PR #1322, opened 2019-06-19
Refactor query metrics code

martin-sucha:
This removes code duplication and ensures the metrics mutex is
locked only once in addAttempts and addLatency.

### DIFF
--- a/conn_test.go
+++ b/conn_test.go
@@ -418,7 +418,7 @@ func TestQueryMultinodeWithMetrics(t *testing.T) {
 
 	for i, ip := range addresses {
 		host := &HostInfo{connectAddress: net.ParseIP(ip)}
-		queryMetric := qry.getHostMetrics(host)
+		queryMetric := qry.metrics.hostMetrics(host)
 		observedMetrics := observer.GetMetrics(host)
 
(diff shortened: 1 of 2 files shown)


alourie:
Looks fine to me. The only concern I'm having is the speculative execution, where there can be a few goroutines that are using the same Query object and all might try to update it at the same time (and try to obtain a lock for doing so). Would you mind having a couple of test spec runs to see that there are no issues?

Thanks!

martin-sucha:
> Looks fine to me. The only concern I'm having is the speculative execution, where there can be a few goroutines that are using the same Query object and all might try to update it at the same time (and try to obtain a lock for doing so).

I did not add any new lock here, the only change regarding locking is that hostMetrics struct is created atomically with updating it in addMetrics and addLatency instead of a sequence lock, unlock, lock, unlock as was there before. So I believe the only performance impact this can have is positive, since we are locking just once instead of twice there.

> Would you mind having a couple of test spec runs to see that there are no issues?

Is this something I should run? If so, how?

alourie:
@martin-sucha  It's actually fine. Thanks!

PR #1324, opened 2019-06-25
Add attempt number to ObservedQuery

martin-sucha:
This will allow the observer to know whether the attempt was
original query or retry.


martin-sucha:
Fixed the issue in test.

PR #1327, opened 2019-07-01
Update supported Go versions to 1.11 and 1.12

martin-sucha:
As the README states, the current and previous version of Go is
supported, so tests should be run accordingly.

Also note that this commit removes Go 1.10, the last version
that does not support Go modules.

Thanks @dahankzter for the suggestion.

—————

:: Work request ::
The line containing "original query or retry." marks where to begin; the last line of the records marks where to stop. Copy both and all between, exactly.

:: Answer section ::
original query or retry.


martin-sucha:
Fixed the issue in test.

PR #1327, opened 2019-07-01
Update supported Go versions to 1.11 and 1.12

martin-sucha:
As the README states, the current and previous version of Go is
supported, so tests should be run accordingly.

Also note that this commit removes Go 1.10, the last version
that does not support Go modules.

Thanks @dahankzter for the suggestion.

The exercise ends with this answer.